Lanzados fuera
Mi marido se fue, ¿qué hago?
Mi hijo vicioso me pega, ¿cómo actuar con él?
Mi novio terminó conmigo, ¿qué hago?
Tengo pensamientos horribles, ¿cómo resistirlos?
Estoy perdida, oriénteme.
Soy ex-obrera, ayúdeme.
Innumerables preguntas se reciben en el blog.
Cada una incluye varios tipos de problemas.
Sean de orden sentimental, familiar, económico, salud, dudas, miedos, ansiedad, vicios, etc.
Todos, extremadamente, atentos a las soluciones de problemas personales. Pero pocos, muy pocos, están preocupados con el destino final de su alma.
Hasta parece que la vida terrena es eterna y la solución de los problemas circunstanciales es más importante. Visión pobre.

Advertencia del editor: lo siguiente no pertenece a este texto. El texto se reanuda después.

PR #7329, opened 2024-11-19
fix(obj): use LV_ASSERT_NULL if LV_ASSERT_OBJ not enabled

pfvogel:
If LV_USE_ASSERT_OBJ is set to 0, no validation of the object is done.  Add call to LV_ASSERT_NULL on the object in this case to at least validate the object pointer is not NULL.


kisvegabor (approved):
Good idea!

liamHowatt:
Moved here #7339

Las personas, sin visión espiritual y sin entendimiento, creen que, a final de cuentas, todo el mundo va para el cielo. Que el Papi del cielo es amor y, por Su misericordia, no va a castigar a nadie.
Pero alguien Le preguntó:
Señor, ¿son pocos los que se salvan?
Él respondió claramente:
“Esforzaos a entrar por la puerta angosta; porque os digo que muchos procurarán entrar, y no podrán.
Después que el padre de familia se haya levantado y cerrado la puerta, y estando fuera empecéis a llamar a la puerta, diciendo: Señor, Señor, ábrenos, Él respondiendo os dirá: No sé de dónde sois.

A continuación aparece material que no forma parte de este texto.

PR #7332, opened 2024-11-20
feat(display): add draw buffer size getter

faxe1008:

- Relax constraint in the vtile method && add a parameter for the buffer size to the flush callback.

Entonces comenzaréis a decir: Delante de Ti hemos comido y bebido, y en nuestras plazas enseñaste. Pero os dirá: Os digo que no sé de dónde sois; apartaos de mí todos vosotros, hacedores de maldad.
Allí será el llanto y el crujir de dientes, cuando veáis a Abraham, a Isaac, a Jacob y a todos los profetas en el reino de Dios, y vosotros estéis excluidos.” Lucas 13:23-28
¿Y su alma dónde va a pasar la eternidad?